1. Click **settings** > **Import**, and upload the Dialogflow agent zip, you just created.
1. *Caution: Knowledge connector settings are not currently included when exporting, importing, or restoring agents.*
Make sure you have enabled *Beta* features in settings.
1. Select *Knowledge* from the left menu.
1. Create a Knowledge Base: **Airports**
1. Add the following Knowledge Base **FAQs**, as **text/html** documents:
* https://www.panynj.gov/port-authority/en/help-center/faq/airports-faq-help-center.html
* https://www.schiphol.nl/en/before-you-take-off/
* https://www.flysfo.com/faqs
1. As a response it requires the following custom payload:
```
{
"knowledgebase": true,
"QUESTION": "$Knowledge.Question[1]",
"ANSWER": "$Knowledge.Answer[1]"
}
```
1. And to make the Text to Speech version of the answer working add the following Text SSML response:
```
$Knowledge.Answer[1]
```
# Deploy with App Engine Flex
This demo makes heavy use of websockets and
the microphone `getUserMedia()` HTML5 API requires
to run over HTTPS. Therefore, I deploy this demo
with a custom runtime, so I can include my own **Dockerfile**.

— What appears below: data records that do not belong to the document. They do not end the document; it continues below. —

Issue #3367, opened 2018-03-11
User icon doesn't reflect Push To Mute state


tatokis:
Holding down a push to mute key only changes the tray icon to reflect the state, and not the icon in the GUI itself.
Happens in the latest code from master, with Qt5.

![62baf1ac5cb0](https://user-images.githubusercontent.com/6003656/37256624-0c2d7522-2566-11e8-9057-2011b54621b9.jpg)

davidebeatrici:
Fixed by #3368.

PR #3368, opened 2018-03-11
Change icon when muted/deafened

davidebeatrici:
Requested in #3367.

### DIFF
--- a/src/mumble/MainWindow.cpp
+++ b/src/mumble/MainWindow.cpp
@@ -601,6 +601,12 @@ void MainWindow::updateTrayIcon() {
 	}
 }
 
+void MainWindow::updateUserModel()
+{
+	UserModel *um = static_cast<UserModel *>(qtvUsers->model());
+	um->toggleChannelFiltered(NULL); // Force a UI refresh
+}
+
 void MainWindow::updateTransmitModeComboBox() {
 	switch (g.s.atTransmit) {
 		case Settings::Continuous:
@@ -2280,9 +2286,7 @@ void MainWindow::on_qaAudioReset_triggered() {
 
 void MainWindow::on_qaFilterToggle_triggered() {	
 	g.s.bFilterActive = qaFilterToggle->isChecked();
-
-	UserModel *um = static_cast<UserModel *>(qtvUsers->model());
-	um->toggleChannelFiltered(NULL); // force a UI refresh
+	updateUserModel();
 }
 
 void MainWindow::on_qaAudioMute_triggered() {
@@ -2382,9 +2386,7 @@ void MainWindow::on_qaConfigDialog_triggered() {
 		setupView(false);
 		updateTransmitModeComboBox();
 		updateTrayIcon();
-
-		UserModel *um = static_cast<UserModel *>(qtvUsers->model());
-		um->toggleChannelFiltered(NULL); // force a UI refresh
+		updateUserModel();
 		
 		if (g.s.requireRestartToApply) {
 			if (g.s.requireRestartToApply && QMessageBox::question(
@@ -2491,6 +2493,7 @@ void MainWindow::pttReleased() {
 void MainWindow::on_PushToMute_triggered(bool down, QVariant) {
 	g.bPushToMute = down;
 	updateTrayIcon();
+	updateUserModel();
 }
 
 void MainWindow::on_VolumeUp_triggered(bool down, QVariant) {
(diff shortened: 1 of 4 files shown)


mkrautz:
Hmmmm.

We haven't usually changed the user's icon on the server like this before. I'm not sure what to think.

tatokis:
@davidebeatrici First of all, thanks for taking the time to bother with this. It is much appreciated.
Aforementioned issues aside, #3367 was about not having any visual indication in the GUI that you are actually muted due to using push to mute, not just being muted.
If the tray icon isn't available, you have no way of knowing that push to mute is actually working while the key is pressed.

The reason I suggested changing the user icon is because push to mute is the opposite of push to talk, which changes the icon itself.

Adding muted_pushtomute.svg to the right, along with the rest of the muted/deafened icons would also work, but it wouldn't be as obvious.

I didn't implement this myself, because aside from being completely unfamiliar with the codebase, I wasn't sure if changing the icon or adding a push to mute indicator for every user, despite it only being needed for the local one was deemed acceptable. After all, push to mute isn't transmitted to the server as far as I know.

davidebeatrici:
@tatokis I added the push to mute icon, the problem is that it is set only when hovering the user's row, that's why I didn't commit the change yet.

I'm currently trying to fix that.

Thank you very much for the detailed feedback!

davidebeatrici:
@tatokis Done.

tatokis:
@davidebeatrici Looks good. Thanks!

davidebeatrici:
@tatokis You're welcome!

bontibon:
After using this patch a little more, there seems to be more UI inconsistency. The talking icon changes based on the mute and deafened state of the user, but only for the current user.

There is also duplicate user state information:

screenshot_2018-03-21_17-11-14

(Deafened is shown twice in the above image)

I propose the following: revert the changes to the user voice activity icon, and when push to mute is triggered, add the push to mute icon to the right hand column in the server tree.

tatokis:
I'll have to agree with @bontibon, however I do think that changing the icon only for push to mute strikes a good balance in consistency, as push to mute is only shown for the current user anyway, and it's also the opposite of push to talk.

davidebeatrici:
Since the push-to-mute state is not sent to the server (see #2736), the client can't know if other users are using the function, meaning that we can show the icon only for the local user.

That breaks consistency, because the main icon changes for every user according to the talking state.

I think that @bontibon's proposal is the best we can do at the moment.

mkrautz:
@davidebeatrici, @bontibon: Agreed. That's the correct place for it.

davidebeatrici:
Pull request created: #3383

davidebeatrici:
#3383 merged.

Kissaki:
I am a little confused about what I understood as other users supposedly having the user icons change as well? But I don't see that in the snapshot.

> That breaks consistency, because the main icon changes for every user according to the talking state.

I have to disagree.

We handle two, or arguably three kinds of user states.

One is temporary state, like talking and push to mute, (continuous transmission is a special case, making the temporary talking state the norm).

The other is persistent, announced state like muted (also serving as a kind of afk/busy indicator, showing intent of muting oneself to others), and deafened (showing intent and that the other user will not hear what we say).

Push to mute is not a persistent mute state. As it only persists as long as the button is pressed, it is a temporary state - the opposite of PTT.

Let's also consider the voice indication though. When we receive voice from another user, we show this by the same talk state as when we talk ourselves. For the user, ignoring networking, this is fine and consistent. The one who talks (and transmits) is in the talking state. Technically behind it are two things though, the own talking state indicating transmission, and others talking state indicating receiving voice.

As such, changing the user talking state for PTT and PTM, but nothing else seems consistent to me.
More persistent intended user modes to the right of the user, also consistent.

mkrautz:
I don't think push-to-mute should be a talkstate.

In essence, push-to-mute is just a "cough button".

If you're transmitting voice, and you press it, your talk state should be "not talking".
That should be the case already, since the talk state is controlled via the Audio Input thread.

Before we added the push-to-mute state to the tray icon, there was nothing to indicate that you were using push-to-mute.

Perhaps it was better that way -- the system tray would simply indicate "not talking". Then you would know you weren't transmitting.

Though if people think having an extra state to know that you're pressing it is the way to go, I don't mind.
But I think it should go as a "user state" not a "talk state". (That is, I think it should be the way it is implemented in #3383.)

PR #3370, opened 2018-03-12
Fix Boost library link for MSYS2

davidebeatrici:
The name of the library is `boost_thread-mt.a`.

### DIFF
--- a/src/mumble/mumble.pro
+++ b/src/mumble/mumble.pro
@@ -392,7 +392,14 @@ win32 {
     LIBS *= -llibboost_system-mt -llibboost_thread-mt
   }
   win32-g++ {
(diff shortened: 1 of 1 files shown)


src/mumble/mumble.pro
```diff
@@ -392,7 +392,12 @@ win32 {
     LIBS *= -llibboost_system-mt -llibboost_thread-mt
   }
   win32-g++ {
-    LIBS *= -lboost_system-mt -lboost_thread_win32-mt
+    LIBS *= -lboost_system-mt
+    unix {
```
mkrautz: A unix block inside win32-g++ really needs a comment to ensure people don't think it's dead code. I would think that.

davidebeatrici: I agree.

PR #3372, opened 2018-03-15
plugins/rl: single source file for both Linux and Windows

davidebeatrici:


plugins/rl/rl.cpp
```diff
@@ -3,7 +3,31 @@
 // that can be found in the LICENSE file at the root of the
 // Mumble source tree or at <https://www.mumble.info/LICENSE>.
 
-#include "../mumble_plugin_win32.h"
+#ifdef WIN32
+#include "../mumble_plugin_win32.h" // Include standard plugin header.
```
mkrautz: Drop comment.

plugins/rl/rl.cpp
```diff
@@ -3,7 +3,31 @@
...
+#else
+#include "../mumble_plugin_linux.h" // Include standard plugin header.
```
mkrautz: Drop comment.

davidebeatrici:
Unfortunately there's one more pointer offset for Windows, otherwise we would've been able to use the same block.

Issue #3380, opened 2018-03-25
About Dialog: allow version string to be copy-pasted


mkrautz:
@wchristian from https://github.com/mumble-voip/mumble/issues/3379:
> Would be good if i could copypaste the snapshot version out of the program

davidebeatrici:
Done in #3381.

PR #3381, opened 2018-03-25
About: allow text in "About" tab to be selected

davidebeatrici:
Requested in #3380.


mkrautz:
We tend to use the module name, not the name of the implementation file in commits.

So this should be prefixed with "About:" not "About.cpp:".

PR #3383, opened 2018-03-26
UserModel: show muted/deafened state icon only in the right hand column

davidebeatrici:
See comments in #3368.


bontibon:
Small issue: the icon is displayed on every user in the tree, not just self

davidebeatrici:
Oops... I'm going to fix it.

mkrautz:
You probably also need to update the What's This for the user icons to include Push-to-Mute.

mkrautz:
You do that here:

https://github.com/davidebeatrici/mumble/blob/89bed115cff9f668d54693923ddc58386227eec8/src/mumble/UserModel.cpp#L597-L625

davidebeatrici:
Done.

PR #3395, opened 2018-04-11
Background source

olzzon:
InterCom - IFB

Added the possibility to use a user as background-source.
It´s great for intercom on top of e.g. music or a TV/Radio program. 

A Background Source/User can add a Tag #BACKGROUND_SOURCE to it´s commentfield and Mumble will turn down the backgroundSource volume when others are talking to you.

I don´t know how the community thinks about tags, but I found it the best way to implement and keeping backwards compatibility.

### DIFF
--- a/src/mumble/AudioOutput.cpp
+++ b/src/mumble/AudioOutput.cpp
@@ -476,15 +476,24 @@ bool AudioOutput::mix(void *outbuff, unsigned int nsamp) {
 			validListener = true;
 		}
 
+        int numberOfSpeakers = qlMix.count(); // numberOfSpeakers are used for turning down background users
+
 		foreach(AudioOutputUser *aop, qlMix) {
 			const float * RESTRICT pfBuffer = aop->pfBuffer;
-			float volumeAdjustment = 1;
+            float volumeAdjustment = 1;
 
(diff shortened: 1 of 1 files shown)


bontibon:
I don't think this is a good idea.

olzzon:
Is it the thought of having a Background/DownPriority (as there´s a Priority speaker function) or is it the thought of using Tags?

bontibon:
> Is it the thought of having a Background/DownPriority (as there´s a Priority speaker function) or is it the thought of using Tags?

The "tags", mainly. There is also no way for a user to override this; the local volume adjustment is discarded.

How's this approach for your scenario: extend the per-user local volume adjustment functionality that says "Only apply local volume adjustment when no other users are speaking".

olzzon:
You have some good points, and Tags are probably to different from the way Mumble handles settings today.
And You are correct that The Local Volume Adjustment should be relative to the damping. 

Regarding your proposal:I think it’s necessary to have the function working as a preset setting either something you set as SuperUser or on the Source client.
Not on the listeners client.

olzzon:
I will see if I can come up with a better way to handle this.

olzzon:
I will try to come up with a better way to handle this.

olzzon:
I will try to find a better way to handle a Background source, and I´ll close this pull request. :)

PR #4238, opened 2020-06-03
Crypto abstract class

TerryGeng:
This is an attempt to provide a unified interface for all crypto classes, in order to support multiple ciphers and the crypto negotiation mentioned in #3918  in the future.

That being said, I have to readdress the sad fact that I'm not a C++ expert and have no previous experience of developing a huge project like mumble, hence I'm not very sure about all my moves, whether I'm using the best practice or not. I sincerely hope you guys may provide some insights and suggestions and I would be surely grateful for that.


src/CryptState.cpp
```diff
@@ -32,21 +32,28 @@
 #include <openssl/rand.h>
 
 CryptState::CryptState() {
+	uiGood = uiLate = uiLost = uiResync = 0;
+	uiRemoteGood = uiRemoteLate = uiRemoteLost = uiRemoteResync = 0;
+	bInit = false;
+}
```
Krzmbrzl, line 38: member initialization should be done via cpp11's "non-static member initializer" feature - see https://arne-mertz.de/2015/08/new-c-features-default-initializers-for-member-variables/ (but please use the syntax involving the `=`).

src/CryptState.h
```diff
@@ -32,23 +28,55 @@ class CryptState {
...
 
-		bool isValid() const;
-		void genKey();
-		void setKey(const unsigned char *rkey, const unsigned char *eiv, const unsigned char *div);
-		void setDecryptIV(const unsigned char *iv);
+		virtual bool decrypt(const unsigned char *source, unsigned char *dst, unsigned int crypted_length) = 0;
+		virtual void encrypt(const unsigned char *source, unsigned char *dst, unsigned int plain_length) = 0;
+};
+
+class CryptStateOCB2 : public CryptState {
```
Krzmbrzl, line 51: imo this should be a separate file. I know this is not what most other code in Mumble does, but this makes it a lot cleaner.

My suggestion would be to add a sub-directory called e.g. `crypto` and then put all crypto-classes in there (each class in a separate file)

src/Connection.h
```diff
@@ -70,7 +70,7 @@ class Connection : public QObject {
 		/// qmCrypt locks access to csCrypt.
 		QMutex qmCrypt;
 #endif
-		CryptState csCrypt;
```
Krzmbrzl, line 73: First off I'd prefer this to remain a non-pointer type.
I guess however that c++ won't allow this, right? (not sure atm)

In that case you should at least use a smart-pointer (probably a unique pointer as we don't want to share ownership of this member).

src/CryptState.cpp
```diff
@@ -55,20 +62,48 @@ void CryptState::genKey() {
...
 
-void CryptState::setKey(const unsigned char *rkey, const unsigned char *eiv, const unsigned char *div) {
-	memcpy(raw_key, rkey, AES_KEY_SIZE_BYTES);
-	memcpy(encrypt_iv, eiv, AES_BLOCK_SIZE);
-	memcpy(decrypt_iv, div, AES_BLOCK_SIZE);
-	AES_set_encrypt_key(raw_key, AES_KEY_SIZE_BITS, &encrypt_key);
-	AES_set_decrypt_key(raw_key, AES_KEY_SIZE_BITS, &decrypt_key);
-	bInit = true;
+void CryptStateOCB2::setKey(const std::string& rkey, const std::string& eiv, const std::string& div) {
+	if(rkey.length() == AES_KEY_SIZE_BYTES && eiv.length() == AES_BLOCK_SIZE && div.length() == AES_BLOCK_SIZE) {
```
Krzmbrzl, line 66: I assume that if this condition is not met, it's an error?

In that case this error should at least be logged (`qCritical` is your friend here).

For that you can invert the condition for the if-statement and then inside the if, log the error and exit the function

Krzmbrzl: The same applies to all other functions that only do something if a condition is met.

In fact if these are like absolutely necessary pre-conditions I think we can also use `Q_ASSERT` and let the program crash if these pre-conditions are not met.

src/CryptState.h
```diff
@@ -12,16 +12,12 @@
 #define AES_KEY_SIZE_BYTES  (AES_KEY_SIZE_BITS/8)
 
 #include "Timer.h"
+#include <string>
```
Krzmbrzl, line 15: Right now we're using Qt's types basically everywhere, but since a long-term goal of ours is to move away from Qt, I think it's fine if we start using standard types  in our code...

src/CryptState.h
TerryGeng: Yes. I cannot agree more ;). Can I make a new folder called `crypto` for all crypto-related stuff?

src/Connection.h
TerryGeng: I tried to initialize a `CryptState csCrypt`, with `csCrypt = CryptStateOCB2();` and it would give me `error: variable type 'CryptState' is an abstract class`. I think pointer is the only solution.

src/CryptState.cpp
TerryGeng: In the old code, if these requirements don't meet, it will... do nothing. I'm not really feeling good to just ignore them as well. I will put some `qCritical` here.

src/CryptState.h
Krzmbrzl: Absolutely

src/Connection.h
Krzmbrzl: Yeah it probably has to do with the fact that the compiler needs to know the size of the member variable which is unknown if it could be any of the sub-classes...

src/CryptState.cpp
Krzmbrzl: @Avatat do these methods make sense if the conditions in the `if` statements are not fulfilled? what do you think? crash or log if the conditions aren't met?

src/CryptState.h
```diff
@@ -32,23 +28,55 @@ class CryptState {
...
+
+		virtual bool isValid() const = 0;
+		virtual void genKey() = 0;
+		virtual void setKey(const std::string& rkey, const std::string& eiv, const std::string& div) = 0;
+		virtual void setRawKey(const std::string& rkey) = 0;
+		virtual void setEncryptIV(const std::string& iv) = 0;
+		virtual void setDecryptIV(const std::string& iv) = 0;
+		virtual std::string getRawKey() = 0;
+		virtual std::string getEncryptIV() = 0;
+		virtual std::string getDecryptIV() = 0;
```
TBombadil, line 45: Using `std::string` for a key (which is a raw byte vector) invites null-termination bugs.
Better use `using RawByteVec = std::vector<unsigned char>` (or more explicit `std::vector<std::byte>` if you do not want to do interger arithmetic).

davidebeatrici: Good catch!

Since our baseline is currently C++14, I would use `std::vector<uint8_t>`.

TerryGeng: Thanks for bringing that up! I don't think null-termination will become a problem since the length of the string is stored inside std::string and when initializing a std::string, I specified a length. Most importantly, this is how protobuf does. (I just learned this from protobuf ^^)

src/CryptState.h
TerryGeng: @davidebeatrici Actually I'm not very sure about creating a new directory. I'm having a hard time modifying all the `qmake` files. Will it be a good idea to leave this kind of works till we have moved to `cmake`?

davidebeatrici: Sounds good.

TerryGeng:
In the end, I managed to create that `crypto/` folder and get things compiled. Sorry @davidebeatrici, maybe you have to tune the cmake to make things work :P.

I think this branch will be ready for merging after:
1. the use of std::string is accepted by all and
2. @Avatat provides suggestions regarding the reaction of receiving keys or nonces with bad length.

streaps:
I wonder why you would want to use std::string? Is there any advantage over std::vector?

TerryGeng:
@streaps Because we need to convert our char[] or vector or anything else to std::string to feed into the protobuf. And what we get back from protobuf is std::string. I'm trying to avoid frequently converting from std::string to std::vector so on and so forth.

src/Connection.h
```diff
@@ -70,7 +71,8 @@ class Connection : public QObject {
...
+		std::unique_ptr<CryptState> csCryptPtr;
+		CryptState *csCrypt;
```
Krzmbrzl, line 75: Shouldn't this be deleted in favor of `csCryptPtr`? :thinking:

src/Connection.cpp
```diff
@@ -29,6 +29,7 @@ Connection::Connection(QObject *p, QSslSocket *qtsSock) : QObject(p) {
 	qtsSocket->setParent(this);
 	iPacketLength = -1;
 	bDisconnectedEmitted = false;
+	csCryptPtr.reset(new CryptStateOCB2());
```
Krzmbrzl, line 32:
```suggestion
	csCryptPtr = std::make_unique<CryptStateOCB2>();
```
I think this makes it clear that we're actually assigning this value for the first time instead of replacing it.

src/Connection.h
davidebeatrici: Also, I would simply call it `csCrypt`, there's no need to specify that it's a pointer.

src/Connection.cpp
```diff
@@ -29,6 +29,7 @@ Connection::Connection(QObject *p, QSslSocket *qtsSock) : QObject(p) {
 	qtsSocket->setParent(this);
 	iPacketLength = -1;
 	bDisconnectedEmitted = false;
+	csCrypt = std::make_unique<CryptStateOCB2>();
```
Krzmbrzl, line 32: The Linux CI Fails here as apparently [make_unique](https://en.cppreference.com/w/cpp/memory/unique_ptr/make_unique) was introduced in cpp14 and is thus not available in cpp11 (which is what we have set for the project).

I think we have 3 options here:
1. Go back to how you initially assigned the pointer
2. Upgrade our minimum cpp-standard to cpp14
3. Use Boost (https://www.boost.org/doc/libs/1_73_0/libs/smart_ptr/doc/html/smart_ptr.html#make_unique)

Personally I don't like 1) and as I think that we should probably consider updating the cpp standard anyways (at latest at the time we want to start refactoring/rewriting), my personal preference would be 2)

Krzmbrzl: davide just approved moving to cpp14 (which will be what the cmake branch will introduce anyways).

I'll set this in a separate PR. Once that is merged, you can pull the current master branch (from this repo) into the local branch on your repo in order to include this commit as well. This should then resolve the CI failure :)

src/CryptState.h
Krzmbrzl: I also don't see a problem in using `std::string` for this purpose...

src/crypto/CryptStateOCB2.cpp
```diff
@@ -55,20 +50,48 @@ void CryptState::genKey() {
...
+		memcpy(encrypt_iv, eiv.data(), AES_BLOCK_SIZE);
+		memcpy(decrypt_iv, div.data(), AES_BLOCK_SIZE);
+		AES_set_encrypt_key(raw_key, AES_KEY_SIZE_BITS, &encrypt_key);
+		AES_set_decrypt_key(raw_key, AES_KEY_SIZE_BITS, &decrypt_key);
+		bInit = true;
+	}
+}
+
+void CryptStateOCB2::setRawKey(const std::string& rkey) {
+	if(rkey.length() == AES_KEY_SIZE_BYTES){
```
Krzmbrzl, line 65: If this condition is not met, the code at least log an error and maybe even completely fail (crash) the application. This seems to be a pre-condition

src/crypto/CryptStateOCB2.cpp
```diff
@@ -55,20 +50,48 @@ void CryptState::genKey() {
...
+		memcpy(raw_key, rkey.data(), AES_KEY_SIZE_BYTES);
+	}
+}
+
+void CryptStateOCB2::setEncryptIV(const std::string& iv) {
+	if(iv.length() == AES_BLOCK_SIZE) {
```
Krzmbrzl, line 71: Log or fail

src/crypto/CryptStateOCB2.cpp
```diff
@@ -55,20 +50,48 @@ void CryptState::genKey() {
...
+		memcpy(encrypt_iv, iv.data(), AES_BLOCK_SIZE);
+	}
+}
+
+void CryptStateOCB2::setDecryptIV(const std::string& iv) {
+	if(iv.length() == AES_BLOCK_SIZE) {
```
Krzmbrzl, line 77: Log or fail

TerryGeng:
As for the name of the function... I'm not 100% sure about them. I think maybe @Avatat may provide more insights?

Krzmbrzl:
@TerryGeng if you have the time, it'd be great if you could resolve the merge conflicts. After that I think we can merge this PR :point_up:

PR #4240, opened 2020-06-04
Move positional audio option to proper section

Krzmbrzl:
We do have a separate section in the AudioOutput settings for positional
audio but the option to enable/disable it is not in that section. This
doesn't make a whole lot of sense.

This commit simply moves the setting into the positional audio section
and also renames it from "positional audio" to "enable" as due to its
location in the settings, it's clear what it'll be about.

----

## Before
Mumble_PositionalAudioSettings_before

## After
Mumble_PositionalAudioSettings_after

### DIFF
--- a/src/mumble/AudioConfigDialog.cpp
+++ b/src/mumble/AudioConfigDialog.cpp
@@ -694,10 +694,6 @@ void AudioOutputDialog::on_qsBloom_valueChanged(int v) {
 	qlBloom->setText(tr("%1 %").arg(v+100));
 }
 
-void AudioOutputDialog::on_qcbPositional_stateChanged(int v) {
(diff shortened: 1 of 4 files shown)


davidebeatrici:
Could you provide a screenshot, please?

Krzmbrzl:
@davidebeatrici I added them in the PR's description. While taking them I also found a bug that is now fixed (having PA disabled would also disable the enable-button making it impossible to turn it (back) on)

TerryGeng:
Hahahaha This is great I love it!

streaps:
Positional audio looks good. Slightly OT: having the attenuation settings split up in three sections doesn't make much sense.

davidebeatrici:
@streaps I agree, they should be in a single section.

PR #4241, opened 2020-06-04
src/murmur: Added config option autostart

streaps:
With these options it can be controlled whether available virtual servers
shall be booted automatically (autostart).

### DIFF
--- a/src/murmur/Meta.cpp
+++ b/src/murmur/Meta.cpp
@@ -46,6 +46,7 @@ MetaParams::MetaParams() {
 	qsPassword = QString();
 	usPort = DEFAULT_MUMBLE_PORT;
 	iTimeout = 30;
+	bAutoStart = true;
 	iMaxBandwidth = 72000;
 	iMaxUsers = 1000;
 	iMaxUsersPerChannel = 0;
@@ -275,6 +276,7 @@ void MetaParams::read(QString fname) {
 
 	qsPassword = typeCheckedFromSettings("serverpassword", qsPassword);
 	usPort = static_cast<unsigned short>(typeCheckedFromSettings("port", static_cast<uint>(usPort)));
+	bAutoStart = typeCheckedFromSettings("autostart", bAutoStart);
 	iTimeout = typeCheckedFromSettings("timeout", iTimeout);
 	iMaxTextMessageLength = typeCheckedFromSettings("textmessagelength", iMaxTextMessageLength);
 	iMaxImageMessageLength = typeCheckedFromSettings("imagemessagelength", iMaxImageMessageLength);
@@ -399,6 +401,7 @@ void MetaParams::read(QString fname) {
 	qmConfig.insert(QLatin1String("host"),hosts.join(" "));
 	qmConfig.insert(QLatin1String("password"),qsPassword);
 	qmConfig.insert(QLatin1String("port"),QString::number(usPort));
+	qmConfig.insert(QLatin1String("autostart"), bAutoStart ? QLatin1String("true") : QLatin1String("false"));
 	qmConfig.insert(QLatin1String("timeout"),QString::number(iTimeout));
 	qmConfig.insert(QLatin1String("textmessagelength"), QString::number(iMaxTextMessageLength));
 	qmConfig.insert(QLatin1String("legacypasswordhash"), legacyPasswordHash ?  QLatin1String("true") : QLatin1String("false"));
@@ -694,6 +697,8 @@ bool Meta::boot(int srvnum) {
 	if (qhServers.contains(srvnum))
 		return false;
 	if (! ServerDB::serverExists(srvnum))
+		return false;
+	if (! ServerDB::getConf(srvnum, "autostart",Meta::mp.bAutoStart).toBool())
 		return false;
 	Server *s = new Server(srvnum, this);
 	if (! s->bValid) {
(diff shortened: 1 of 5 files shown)


streaps:
I don't know if this is the best way to implement it, I'm not a C(++) coder and never used Qt. Take this as a proof of concept and feel free to make any changes necessary.

src/murmur/Meta.cpp
```diff
@@ -695,6 +698,8 @@ bool Meta::boot(int srvnum) {
 		return false;
 	if (! ServerDB::serverExists(srvnum))
 		return false;
+	if (! ServerDB::getConf(srvnum, "autostart",Meta::mp.bAutoStart).toBool())
+		return false;
```
Krzmbrzl, line 702: I don't think it's a good idea to handle it this way. When this function is called, the server should start.
Instead I think this setting should be checked inside `Meta:bootAll()` - maybe even extend the function's signature to be `void bootAll(bool respectAutostartConfig)` and only check the config if `respectAutostartConfig` is `true`

streaps:
where is respectAutostartConfig is comming from?

src/murmur/Meta.cpp
streaps: > I don't think it's a good idea to handle it this way. When this function is called, the server should start.

Yes, bad idea. This does actually prevent the server from starting at all when autostart=false:

./murmur-cli --insecure=true server start 2
{"error":"rpc error: code = Unknown desc = server could not be started, or is already started"}

Krzmbrzl:
> where is respectAutostartConfig is comming from?

That'd be a new parameter to be added to the `Meta::bootAll()` function

streaps:
I still don't understand the use for it and why it is needed.

Krzmbrzl:
> I still don't understand the use for respectAutostartConfig and why it is needed.

Because if there is a function that is called `bootAll()`, then this function should in fact boot all servers. It should not decide to only boot *some* servers.
This is where the option comes in: It communicates to the caller that either all servers can be booted (respect...=false) or if the function should take the autostart-config value into account (meaning that potentially not all servers are going to be booted after all).

streaps:
I would be a little reluctant to add a parameter that is not used by anything in the code.

I also think boot is the wrong term in the first place. You boot an operating system, but not a virtual server (as in thread / instance listening on a port).

The fun part is that bootAll() didn't always start all server on murmurd startup. If you can use ICE or gRPC try to set boot=false to a virtual server and restart murmurd (works with any version). Enjoy ... ;)

I'll write more soon ...

Krzmbrzl:
> The fun part is that bootAll() didn't always start all server on murmurd startup. If you can use ICE or gRPC try to set boot=false to a virtual server and restart murmurd (works with any version). Enjoy ... ;)

How so? I don't see how a server would not start...

streaps:
If a server should be started is checked here and it's there for a very long time (2008 or earlier):

https://github.com/mumble-voip/mumble/blob/21661ea860dad463ffef8652453c21ee11d12cfa/src/murmur/ServerDB.cpp#L2248

streaps:
If I understand it correctly the config key is written directly into the database (without any checks) and in ServerDB::getBootServers() the database is queried directly. No abstractions. No comments or real documentation (at least I haven't found anything, only a hint in Murmur.ice).

I'm not sure what to do now. Leave it as it is and document the "boot" setting? It's a bit unusual as it is a hard coded thing that has no default setting in murmur.ini. Or remove getBootServers?

Krzmbrzl:
Indeed - I didn't even know this existed. What is the `autostart` config needed for then though? :thinking: 

> I'm not sure what to do now. Leave it as it is and document the "boot" setting? It's a bit unusual as it is a hard coded thing that has no default setting in murmur.ini. Or remove getBootServers?

Given that it is not documented and is also not configurable via the ini, I'd vote for ignoring the `boot` value. In order to provide backwards compatibility we could simply transfer the `boot` value to the `autostart` one the first time `autostart` is available and if someone sets `boot` via RPC, just reroute to actually set `autostart`.

It basically does the same but I think the name `autsotart` is much better here.

And in the `bootAll` function you can then check the `respectAutostartConfig` parameter and if it is set to `true`, use `getBootServers` (though I'd rename it to `getAutostartServers` and if it is `false`, use `getAllServers` to get the list of servers to be booted.

streaps:
> Indeed - I didn't even know this existed. What is the `autostart` config needed for then though? 🤔 

Good questions, I just discovered it today. I think if we had known that before, we wouldn't have had the `autostart` proposal.

I did a last commit for this PR. This is how I would do it, but I honestly don't understand how the Murmur codebase is structured. Looks a bit arbitrary too me (but maybe I'm just not used to it). Anyway, I'm not into C(++) and I'm not really qualified and interested in working on the Murmur code much more. I also don't think we should add more complexity to the code for a feature that most likely nobody uses (I haven't found anything on the web). `respectAutostartConfig` and transfer and reroute `boot` to `autostart` would have to be done by someone else.

The `boot` setting as it is now is already good enough for my use case. It has the advantage that it doesn't add another configuration setting to murmur.ini and less harm can be done. autostart is a little bit more consistent with other virtual server settings, but add the cost of adding another term for booting to code.

I think the time is better spent on improving Grumble.

Krzmbrzl:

1. Edit the **app.yaml** to tweak the environment variables.
Set the correct Project ID.
1. Deploy with: `gcloud app deploy`
1. Browse: `gcloud app browse`
# Examples
The selfservice kiosk is a full end to end application.
To showcase smaller examples, I've created 6 small demos. Here's how you can get these running:
1. Install the required libraries, run the following command from the *examples* folder:
`npm install`
2. Start the simpleserver node app:
`npm --EXAMPLE=1 --PORT=8080 --PROJECT_ID=[your-gcp-project-id] run start`
To switch to the various examples, edit the EXAMPLE variable to one of these:
* Example **1**: Dialogflow Speech Intent Detection
* Example **2**: Dialogflow Speech Detection through streaming
* Example **3**: Dialogflow Speech Intent Detection with Text to Speech output
* Example **4**: Speech to Text Transcribe Recognize Call
* Example **5**: Speech to Text Transcribe Streaming Recognize
* Example **6**: Text to Speech in a browser
3. Browse to http://localhost:8080. Open the inspector, to preview the
Dialogflow results object.
The code required for these examples can be found in **simpleserver.js** for the different Dialogflow & STT calls. - **example1.html** - **example5.html** will show the client-side implementations.
# License
Apache 2.0
This is not an official Google product.